[Collected data entries]
====

PR #405, opened 2020-04-02
Zoom preparation: add support for middle mouse button click

crudelios:
Zooming will restore the city scale to default upon clicking on the middle mouse button.

So I'm providing middle mouse button support in a separate PR, so as not to add to much code at the same time.


bvschaik:
What are we going to use this for? Touchpads have no middle mouse button, Mac doesn't have it at all, so this will only be useful for a subset of users.

crudelios:
Most mice's scroll wheels can be clicked, which triggers the middle mouse button. My idea for zoom is to use the scroll wheel to zoom in or out, and clicking the scroll wheel restores it to 100%. It's convenient, but it would be its only use.

anon569:
This is pretty standard in other games but there should be a hotkey for it as well.

PR #590, opened 2019-01-16
Skip display rule option

mgsloan:
The hack described in https://github.com/dunst-project/dunst/pull/588 - setting `timeout = "1ms"` in a rule to skip display - doesn't always work.  Sometimes I see the notification for a brief flash.

There could potentially be a different workaround for this, say, skipping enqueue to the waiting list if the timeout is sufficiently low.

I've gone ahead and implemented an explicit option.  This will also make things work better in the case that `sticky_history` is set to `false`.  It also means that if `DUNST_COMMAND_PAUSE` has been used, when it gets unpaused it won't need to work its way through a queue of waiting notifications with tiny timeout.

### DIFF
--- a/src/queues.c
+++ b/src/queues.c
@@ -133,6 +133,9 @@ static bool queues_notification_is_finished(struct notification *n, struct dunst
 {
         assert(n);
 
+        if (n->skip_display && !n->redisplayed)
+                return true;
+
         if (n->timeout == 0) // sticky
                 return false;
 
@@ -428,7 +431,12 @@ void queues_update(struct dunst_status status)
                 notification_run_script(n);
 
                 g_queue_delete_link(waiting, iter);
-                g_queue_insert_sorted(displayed, n, notification_cmp_data, NULL);
+
+                if (n->skip_display && !n->redisplayed) {
+                        queues_history_push(n);
+                } else {
+                        g_queue_insert_sorted(displayed, n, notification_cmp_data, NULL);
+                }
 
                 iter = nextiter;
         }
--- a/src/queues.c
+++ b/src/queues.c
@@ -430,11 +430,10 @@ void queues_update(struct dunst_status status)
                 n->start = time_monotonic_now();
                 notification_run_script(n);
 
-                g_queue_delete_link(waiting, iter);
-
                 if (n->skip_display && !n->redisplayed) {
-                        queues_history_push(n);
+                        queues_notification_close(n, REASON_USER);
                 } else {
+                        g_queue_delete_link(waiting, iter);
                         g_queue_insert_sorted(displayed, n, notification_cmp_data, NULL);
                 }
 
--- a/test/queues.c
+++ b/test/queues.c
@@ -190,6 +190,50 @@ TEST test_queue_notification_close_histignore(void)
         PASS();
 }
 
+TEST test_queue_notification_skip_display(void)
+{
+        struct notification *n;
+
+        // Test skipping display
+        n = test_notification("n", -1);
+        n->skip_display = true;
+
+        queues_init();
+        queues_notification_insert(n);
+        QUEUE_LEN_ALL(1, 0, 0);
+        queues_update(STATUS_NORMAL);
+        QUEUE_LEN_ALL(0, 0, 1);
+        queues_teardown();
+
+        PASS();
+}
+
+TEST test_queue_notification_skip_display_redisplayed(void)
+{
+        struct notification *n;
+
+        // Test skipping display
+        n = test_notification("n", -1);
+        n->skip_display = true;
+
+        queues_init();
+        queues_notification_insert(n);
+        QUEUE_LEN_ALL(1, 0, 0);
+        queues_update(STATUS_NORMAL);
+        QUEUE_LEN_ALL(0, 0, 1);
+
+        queues_history_pop();
+        QUEUE_LEN_ALL(1, 0, 0);
+        queues_update(STATUS_NORMAL);
+        QUEUE_CONTAINSm("A skip display notification should stay in displayed "
+                        "queue when it got pulled out of history queue",
+                        DISP, n);
+
+        queues_teardown();
+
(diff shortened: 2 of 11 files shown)


bebehei:
On my mobile, but some thoughts:

- There's no `NotificationClosed` signal sent for notifications with `skip_display` set.
- The queue length of `history` isn't respected.

But I definitele appreciate your new PR!

tsipinakis:
:+1: As I mentioned in the previous issue, perhaps making this happen implicitly if the timeout is really short could save us adding another knob. @bebehei what do you think?

mgsloan:
Yeah I'd be fine with `timeout == 1` implying skipping display.  It's a bit funky, would be better if it was `timeout == 0`, but that already has a special meaning.

Certainly can understand the desire to reduce the number of knobs.  On the other hand, that would increase the number of particularly distinguished values on one of the knobs - maybe that's preferred?

mgsloan:
@bebehei Thanks for reviewing.  I believe I've addressed your feedback in subsequent commits.

I think it's easier to review with incremental commits, but let me know if I should squash it into one (though I think it's best to keep the revert separate).

test/queues.c
```diff
@@ -190,6 +190,25 @@ TEST test_queue_notification_close_histignore(void)
...
+{
+        struct notification *n;
+
+        // Test skipping display
+        n = test_notification("n", -1);
+        n->skip_display = true;
+
+        queues_init();
+        queues_notification_insert(n);
+        QUEUE_LEN_ALL(0, 0, 1);
```
bebehei: Honestly, I'm missing another check for the signal.

mgsloan: How do we check for the signal?  Note that this code is exercising the queues, not end-to-end dbus functionality (the signal is done in `dbus.c` not `queues.c`).  I don't see any end-to-end tests that also involve rules.

mgsloan:
> What shall we do with notifications having a stack_tag, or qualify for stack_duplicates or have a replacement id. Skip_display behaves inconsistent.

Good question.  I considered this, but at the time thought it was reasonable that if a notification is being displayed, then stacking a skip_display notification atop it should continue being displayed.

However, I can see it being confusing if a notification that has a skip_display rule ends up being displayed in this case.  I don't think there is necessarily a right answer here, but I also don't think it's worth making the knob more complicated to allow both semantics.

I can certainly try adding a commit that implements latter semantics, but I don't see a way to implement it without making the code a fair bit more complicated.

mgsloan:
@bebehei Ping!  As far as I can tell the next steps here are:

1. Determine how `skip_display` and notification stacking should interact

2. How to test signaling of issue close, particularly when the test is unit testing the queues which is not responsible for sending the close signal.  At least, this is how I'm interpreting your comment on the test code.

bebehei:
> Determine how skip_display and notification stacking should interact

This would be my turn https://github.com/dunst-project/dunst/compare/master...bebehei:pr590. You can take the code fully.

Every replacement case is covered by: Just replace it as usual, but vanish the notification right with the next update. see the docs from `queues_notification_insert()`:

https://github.com/dunst-project/dunst/blob/711b11c92f3d304fb21c77b882adac45d90528e1/src/queues.h#L126-L127

> How to test signaling of issue close, 

Sorry, I've sent you into the wrong direction. The basics are actually testable. But in conjunction together, it's too tricky to get tested right now.

mgsloan:
@bebehei LGTM, thanks for making those changes.  They seem to work well.  I've rebased atop master and pushed to my branch.

I think this is ready for merge, right?

mgsloan:
@tsipinakis Ping!  Looks like @bebehei is requesting that you review this.  Thanks!

tsipinakis:
Opps, I completely missed the notification for this, sorry for the delay!

I did a review then realised that when pulling @bebehei 's tests you accidentally rolled back the commit fixing the initial mistakes.
e.g. There's still no `NotificationClosed` signal.

bebehei:
>  e.g. There's still no `NotificationClosed` signal.

The signal is there. But there are no tests for it. Right now the signals aren't feasible to test.

tsipinakis:
With 977a7a7ea47f2d86ea3168e609576ebeb0ffa719 I don't see a NotificationClosed signal when `skip_display` is used. Am I missing something?

bebehei:
Ouch, `queues_history_push` is the wrong method. I should have proposed `queues_notification_close` :see_no_evil:

mgsloan:
@tsipinakis @bebehei Ah, good catch!  I've pushed a commit that fixes the problem, and have verified via `dbus-monitor` that the notification close is sent.  I also moved an invocation of `g_queue_delete_link`, because `queues_notification_close` only works if the notification is still on the waiting queue.

src/queues.c
```diff
@@ -133,6 +133,9 @@ static bool queues_notification_is_finished(struct notification *n, struct dunst
 {
         assert(n);
 
+        if (n->skip_display && !n->redisplayed)
+                return true;
```
tsipinakis: This hunk seems redundant, the notifications never see the displayed queue but skip directly from waiting to history. Was there a reason for adding this?

mgsloan:
@tsipinakis Ping!  (No rush, just wanted to check if this had fallen off your radar)

tsipinakis:
It hasn't, was just waiting for @bebehei to respond but it looks like he's busy. I'll go ahead and merge this as it's not an actual issue and as you said some redundancy is a good thing.

mgsloan:
Great, thanks a bunch for reviewing, y'all!

src/queues.c
bebehei: It may seem redundant, but actually it isn't. For the case, that an already displayed notification gets replaced, this would trigger the immediate removal.

bebehei:
> It hasn't, was just waiting for @bebehei to respond but it looks like he's busy

Yeah, I had been a few days off. Thanks for merging and caring here.

PR #592, opened 2019-01-23
Desktop entry filters.

### LINKED ISSUE #470: Add support for desktop-entry hint filter
GApplications set the `desktop-entry` hint in meaning of a real UID. The appname of every GApplication is set to an empty string. This makes sense, as the appname sent is  depending on the current locale and may get translated.

See https://bugzilla.gnome.org/show_bug.cgi?id=766882

bebehei:
Adds another filter type. Especially this filter isn't localised. So it's much better than the `appname` filter.

Fixes #470


src/settings.c
```diff
@@ -724,6 +724,7 @@ void load_settings(char *cmdline_config_path)
                 r->history_ignore = ini_get_bool(cur_section, "history_ignore", r->history_ignore);
                 r->match_transient = ini_get_bool(cur_section, "match_transient", r->match_transient);
                 r->set_transient = ini_get_bool(cur_section, "set_transient", r->set_transient);
+                r->desktop_entry = ini_get_string(cur_section, "desktop-entry", r->desktop_entry);
```
tsipinakis: We're using underscores for separating words in all other rules. Maybe it's best to keep it consistent and do the same here.

bebehei:
All typos fixed.

Issue #349, opened 2017-08-04
Transitioning rules to a more consistent naming scheme


tsipinakis:

bebehei:
Are there any words which represent `match` and `set` and have an equal length? For the readability in your dunstrc this might be a very good choice.

bebehei:
> Are there any words which represent match and set and have an equal length?

I would propose `has_` and `set_`:

```ini
[critical]
    has_body = "backup failed"
    has_summary = "backup"
    
    has_urgency = "normal"
    set_urgency = "critical"
```

hobarrera:
I've been thinking rules could have a much more english-like format, something like:

```
match message "backup failed" set urgency "critical"
match message "backup successful" set urgency "normal"
match message "backup something else" set transient on
```

The language for this is basically:

```
match [condition value]+ set [attribute value]+
```

This is really based on pf and opensmtpd's syntax format, which are really readable.

The upsides are:
* One line/statement per rule.
* Much more readable.
* Extendable
* Large amount of rules are easier to handle [when maintaining a conf file[.

Downsides:
* Not an ini-like format.
* Parser may be slightly more non-trivial

tsipinakis:
If we're going to go this far with the matching logic, we might as well implement a full on filter language like [newsbeuter](http://newsbeuter.org/doc/newsbeuter.html#_filter_language).

> One line/statement per rule.

I'm not sure this is an upside, having an option for a rule to be a single line would be good, but for a more complicated rule with multiple matches and assignments it can be much better to split it over multiple lines.

> Not an ini-like format.

This is a big downside, it breaks the current configuration format meaning that the config parser will have to be reworked and that it breaks the ability for external tools to parse the config file if needed (for example I was just looking into using pythons ini capability to attempt to write a script to generate test cases).

One workaround to this (albeit a bit ugly) might be to split rules into a different file(e.g. `dunst.rules`).

hobarrera:
> I'm not sure this is an upside, having an option for a rule to be a single line would be good, but for a more complicated rule with multiple matches and assignments it can be much better to split it over multiple lines.

Yeah, the main point was once *statement* per rule.

tsipinakis:
There hasn't been any work done for this and haven't really decided yet how to handle it. I'm bumping this to 1.5.

fedang:
i will close this in favour of #1333

PR #598, opened 2019-01-31
Allow rules to override icon size via set_max_icon_size

mgsloan:
This PR isn't ready yet, it has the following deficiencies:

- [ ] No documentation changes
- [ ] No tests
- [ ] Initialization of icon pixbuf is ugly and inefficient because I think it will now get done twice - once in `notification_init` and again after the call to `notification_init` in `dbus_message_to_notification`.  The reason the involved code moved is so that the call to `notification_icon_replace_data` would run after the rules, and so see the overridden max icon size.

I'm putting it up to get feedback as to whether this should be added to dunst, and possibly if a different name should be used (just `max_icon_size`?)

Motivation for this change in my case is that I'd like most icons to be 64 pixels, but prefer 256 pixel icons for spotify, since it uses the album art for the icon.

### DIFF
--- a/src/dbus.c
+++ b/src/dbus.c
@@ -238,15 +238,6 @@ static struct notification *dbus_message_to_notification(const gchar *sender, GV
                 g_variant_unref(dict_value);
         }
 
-        dict_value = g_variant_lookup_value(hints, "image-data", G_VARIANT_TYPE("(iiibiiay)"));
-        if (!dict_value)
-                dict_value = g_variant_lookup_value(hints, "image_data", G_VARIANT_TYPE("(iiibiiay)"));
-        if (!dict_value)
-                dict_value = g_variant_lookup_value(hints, "icon_data", G_VARIANT_TYPE("(iiibiiay)"));
-        if (dict_value) {
-                notification_icon_replace_data(n, dict_value);
-                g_variant_unref(dict_value);
-        }
 
         /* Check for transient hints
          *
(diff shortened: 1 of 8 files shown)


mgsloan:
Cool, makes sense!  Do you think it would be good to have the rule setting have the same name as the global config?  Or perhaps it is nice that `set_...` implies overriding.

- [ ] Use n->max_icon_size = -1 as a special value.  (I agree with that decision)

- [ ] Make sure the icon code behaves reasonably for negative or small values

> But actually, I'd love to see PRs, which build. I'd recommend the target set of make clean all test-valgrind doc-doxygen to check, whether it builds your local machine.

Ah, good point!

- [ ] Fix doxygen build

bebehei:
> Cool, makes sense! Do you think it would be good to have the rule setting have the same name as the global config? Or perhaps it is nice that set_... implies overriding.

Well, actually there is #349, but nobody had any comment or "final" resolution on it. Do you have any ideas? Yet, there's no necessity to stick with `set_XY` or whatsoever.

mgsloan:
Status update for this PR:  I ended up procrastinating following up on this quite a bit.  At the moment I don't feel like finishing it up.  If someone else wants to take it past the end 

@bebehei RE #349 sticking with `set_XY` makes sense to me.  It would be nice to have consistency and uniformity.  As for having a more sophisticated predicate language, I'd almost go as far as suggesting that the config should be a C file - hah!  That wouldn't be very friendly to non-developers though

fwSmit:
Closing this, since it's very old and likely not gonna be finished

====

State how many lines in the entries above hold the word "nice", with no further text.

3